Sorry for the grammar in the title, it is due to the limitations on letters in the dang twitter age (also known as the fall of civilzation, but I digress).
So...I was putting together my team in the inaugural draft for a progressive league - normal, straight-up prog starting in 1963.
My team:
C Elston Howard, Ron Brand, Cam Carreon
1B Lee Thomas, Ed Kranepool
2B Tony Taylor, Chuck Hiller
3B Pete Ward
SS Dick Groat, Dick Howser
OF Billy Williams, Curt Flood, Tito Francona, Hector Lopez, Willie Kirkland
P Camilo Pascual, Gary Peters, Steve Barber, Billy O'Dell (rotation)
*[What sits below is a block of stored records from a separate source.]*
PR #558, opened 2015-11-19
round the float value before we cast to Int

liuxuan30:
Old code will cause the visible index incorrect, smaller by 1.

Int() simply cuts the fractional part, which usually isn't the desired behaviour ;) Int(round(f)) does the job

I met this when that the last label should be year 2015, but it actually shows 2014. It turned out that pt.x is 3.9999999999999987, and Int(pt.x) is 3

More information about the casting can be found here:http://stackoverflow.com/questions/24029917/convert-float-to-int-in-swift


danielgindi:
Thanks :-)

Issue #357, opened 2015-09-11
Module is not extensible


iheart2code:
I do not have a suggested solution for this issue, but the Swift module is not nearly as extensible as the Java counterpart. In Java, you can create a subclass of a chart renderer and take advantage of internal/protected methods & properties to create a custom chart renderer. This does not appear to be the case with the Swift module.

I was trying to create a bar chart with rounded corners on the bars. I needed to subclass BarChartRenderer, but was unable to do so without moving the ios-charts source code into my app's module.

Is there a way to accomplish a similar level of API-parity with the Java counterpart while at the same time allowing for extensibility? Perhaps take advantage of protocols or something.

danielgindi:
"protected" methods are not available in Swift. For some reason Apple think
that it's not a use case...

Maybe a post on the appropriate Swift forum will change something...

petester42:
I would suggest maybe writing an extension to `BarChartRenderer` and override the methods you want to change. Maybe worth a try.

martinnormark:
You cannot override methods from extensions:

> Extensions can add new functionality to a type, but they cannot override existing functionality.
Source: [Docs, first note](https://developer.apple.com/library/ios/documentation/Swift/Conceptual/Swift_Programming_Language/Extensions.html#//apple_ref/doc/uid/TP40014097-CH24-ID151)

danielgindi:
@martinnormark it is not an extension but a module...

martinnormark:
Yes, I was just replying to @petester42 's suggestion.

petester42:
There is a distinction though. If the property or function comes from the subclass then its fine. 

```
extension UIViewController {
    /// doesn't work
    override var title: String? {
        get {
            return "Cool"
        } set(new) {
            
        }
    }
}

class VC: UIViewController { }

extension VC {
    /// works
    override var title: String? {
        get {
            return "Cool"
        } set {

        }
    }
}
```

I thought it might work since `BarChartRenderer` since it is a subclass of `ChartDataRendererBase` but I haven't tried it.

petester42:
@danielgindi I believe this kind of issue could be solved if the renderers were protocol oriented and not subclasses. Then the charts could then take any object that adheres to lets say `RenderProtocol` and make it easier for other to modify the rendering.

martinnormark:
[...]

PR #567, opened 2015-11-24
Make ChartHighlighter a protocol, publicly accessible

iheart2code:
Relates to #357

### DIFF
--- a/Charts/Classes/Charts/BarChartView.swift
+++ b/Charts/Classes/Charts/BarChartView.swift
@@ -33,7 +33,7 @@ public class BarChartView: BarLineChartViewBase, BarChartDataProvider
         renderer = BarChartRenderer(dataProvider: self, animator: _animator, viewPortHandler: _viewPortHandler)
         _xAxisRenderer = ChartXAxisRendererBarChart(viewPortHandler: _viewPortHandler, xAxis: _xAxis, transformer: _leftAxisTransformer, chart: self)
         
-        _highlighter = BarChartHighlighter(chart: self)
+        self.highlighter = BarChartHighlighter(chart: self)
         
         _chartXMin = -0.5
     }
@@ -69,7 +69,7 @@ public class BarChartView: BarLineChartViewBase, BarChartDataProvider
             return nil
         }
         
-        return _highlighter?.getHighlight(x: Double(pt.x), y: Double(pt.y))
+        return self.highlighter?.getHighlight(x: Double(pt.x), y: Double(pt.y))
     }
         
     /// - returns: the bounding box of the specified Entry in the specified DataSet. Returns null if the Entry could not be found in the charts data.
--- a/Charts/Classes/Charts/BarLineChartViewBase.swift
+++ b/Charts/Classes/Charts/BarLineChartViewBase.swift
@@ -106,7 +106,7 @@ public class BarLineChartViewBase: ChartViewBase, BarLineScatterCandleBubbleChar
         
         _xAxisRenderer = ChartXAxisRenderer(viewPortHandler: _viewPortHandler, xAxis: _xAxis, transformer: _leftAxisTransformer)
         
-        _highlighter = DefaultChartHighlighter(chart: self)
+        self.highlighter = DefaultChartHighlighter(chart: self)
         
         _tapGestureRecognizer = UITapGestureRecognizer(target: self, action: Selector("tapGestureRecognized:"))
         _doubleTapGestureRecognizer = UITapGestureRecognizer(target: self, action: Selector("doubleTapGestureRecognized:"))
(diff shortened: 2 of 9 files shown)


petester42:
Pretty sweet stuff man :+1:. Could this be used from any graph type and not just BarLineChartViewBase?

iheart2code:
Yes, it can. Although I had some difficulty figuring out how to get a downcast version of the renderer into some of the classes. See the TODO here: https://github.com/danielgindi/ios-charts/pull/567/files#diff-ac32fb888c389b4e17eca7e5ac42579dR20

petester42:
Something like this could possibly work
```
public protocol ChartHighlighter {
    public typealias ChartViewType
    weak var chart: ChartViewType? { get set }
}
```

danielgindi:
I'm going to hold this a bit, as Phil and I are working on some changes that make the library more interface-oriented, mainly to allow querying for data (instead of pushing an array of entries).
We're trying to keep it 100% backwards compatible, but things could happen.

Anyway, I'll try to add this into the mix before we merge to master!

iheart2code:
No worries. Good luck with your work. I'm excited to see what you've got in store.

danielgindi:
Don't you think that the use of an extension in this case is a little bit problematic?

I mean if we want to have an interface with some base functionality implemented, we should probably have an "abstract" base class...

What will happen if an implementation has a function with the same name as one implemented in the extension?

danielgindi:
@iheart2code  Actually I don't get why not make the original class' properties `public`..?

petester42:
defining a protocol and then defining an extension of that protocol is the same as an abstract base class. Like can be seen below.

```swift 
protocol CoolType {
    func superFunction() -> String
}

extension CoolType {
    func superFunction() -> String {
        return "blue"
    }
}

struct AType: CoolType {
    
}

struct BType: CoolType {
    
    func superFunction() -> String {
        return "red"
    }
}

let a = AType().superFunction()
let b = BType().superFunction()
```

The output looks like so:
screen shot 2016-01-10 at 1 10 10 am

danielgindi:
@petester42 thanks for explaining!

Is there an advantage of having this as an abstract class and not just making those properties `public`?
Because as I see it, if the class conforms to a protocol, then its methods are public anyway as those are protocol methods. Which means that just making the properties `public` in the first place will achieve the same desired effect.

danielgindi:
I just want to be finished with this one correctly on the iOS and Android side, before merging in `dynamic-preparations` branch which introduces interfaces between current dataset classes and their implementations, and easy Realm.io integration.

petester42:
The advantage is that you have a flatter hierarchy instead of more nested one with subclass of a subclass etc.

You can also set the access control to protocol methods like so:

```swift
public struct BType: CoolType {
    
    internal func superFunction() -> String {
        return "red"
    }
}
```

that function would only be public inside the library which for what this is trying to accomplish probably doesn't make sense but you can do it.

danielgindi:
Remember that the library is also used from ObjC, so if anyone tries to call a protocol method from ObjC, it will let him...

Also that protocol should actually be exposed to ObjC, which is not the case right now.

Anyway, I still don't see why we need the additional hierarchy if we just want to make things public!

petester42:
The point would be that a user would not have to subclass something from the library in order set their own chart highlighter. Subclassing add a level of complexity since you never know if you need to call super or not (unless the function is properly annotated). Having it be a protocol makes it more flexible for a user since it is more straight forward. Implement these methods and it will work.

danielgindi:
Well in such a case we would have to rename the protocol methods to specify the highlighter context, as one can (and often do) implement multiple protocols in one class.

@PhilJay what do you say about this? Basically this means making `ChartHighlighter` an interface, moving the implementation to `DefaultChartHighlighter`.

The thing that I mostly don't like about this is that this would mean a major inconsistency API with the Android side.
As an "extension" is something that only iOS allows, and so all current Highlighters would have to subclass `DefaultChartHighlighter`, while on the iOS side they just implement the base interface and get the functionality by default.
The iOS implementation is like a combination of an interface and an abstract class...

@petester42 I now get why these changes were implemented in the PR, but as you probably know the biggest strength of the framework is being cross-platform :-) We just need to carefully consider this before implementing.

petester42:
For sure, from the issues I know a bunch of people use this with objc and of course the API consistency with android is a priority.

Without having actually gone through it I would say that this should probably be rejected based on the things you mentioned. I don't know about protocol extensions in objc but I would assume they don't work.

danielgindi:
@petester42 Oh no, I haven't event thought about protocol extensions in ObjC... No they don't work. That's an issue on iOS even before considering Android.

So sadly this PR is going to be rejected... @iheart2code do you want to modify the PR to just make things public, make another PR, or just leave that to us?

PR #571, opened 2015-11-25
Make getBarBounds callable from Objective-C code (Fixes #570)

### LINKED ISSUE #570: Cannot call getBarBounds from objective-c
This is not a bug but it is a problem for me because I cannot get the size of the bars in any other way.

The problem at hand is the impossibility of calling this one method because the swift implementation returns nil when no data set is found. Since CGRect in obj-c is not an object and cannot be set to nil, the method is not callable.

There is an easy workaround for this which is returning CGRectNull instead of nil. I am creating a pull request for this.

This behaviour is there since the first implementation of the method which is in this commit: 19165ddacb2bbac9db0a541fd92f86b294147c11

adonaire-sage:
Relates to #570.


danielgindi:
Seems fine to me. :-)

PR #575, opened 2015-11-27
add the ability to choose whether to clip the chart when rendering

liuxuan30:
Kind of feeling we will need the ability to choose whether to clip the contentRect.

Currently we will clip the contentRect, but sometimes, if the user customize the highlight shape, or have bigger shape close to the boundary, it will be cut.

The default is to clip as current implementation.


liuxuan30:
hmm, seems if we con't clip drawData and drawHighlighted, the chart will be buggy when zooming/scrolling.
It appears not as simple as it looks like. Closing until I found a better way or people are asking for it.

P Al McBean, Joe Gibbon, Don Larsen, Lew Burdette, Dave Morehead, Roy Face (bullpen)
All players are 1963.
Now, with all respect to my players, especially the few good ones (I joined the league after the first few rounds had already been drafted for the team): Howard, Groat, Ward, Billy Williams, Curt Flood and Pascual, Peters and maybe Face among the pitchers, I think we can all agree that this is not the 1927 Yankees.
Yet once 25 players had been drafted and while I await word of the prog league ID number, I am told by the draft center that I am over the salary cap and so when I looked I realized I had a $96 mil team !!
Seriously. I remember when $100 mil got you Babe Ruth and Walter Johnson. Either I am seriously underestimating my team's chances or the old rule that an $80 mil OL team has great historical players that perform badly because an $80 mil team - all the OTHER teams in other words, are miles above any historical team that ever took the field.
What am I missing here? Is $100 mil the new $80 mil? I haven't played an OL team for a while, so maybe people are finding some very great HOF players for 20% less than I am paying to have Pete Ward at third, a fourth starter I never heard of before and Lee Thomas instead of Lou Gehrig at 1B.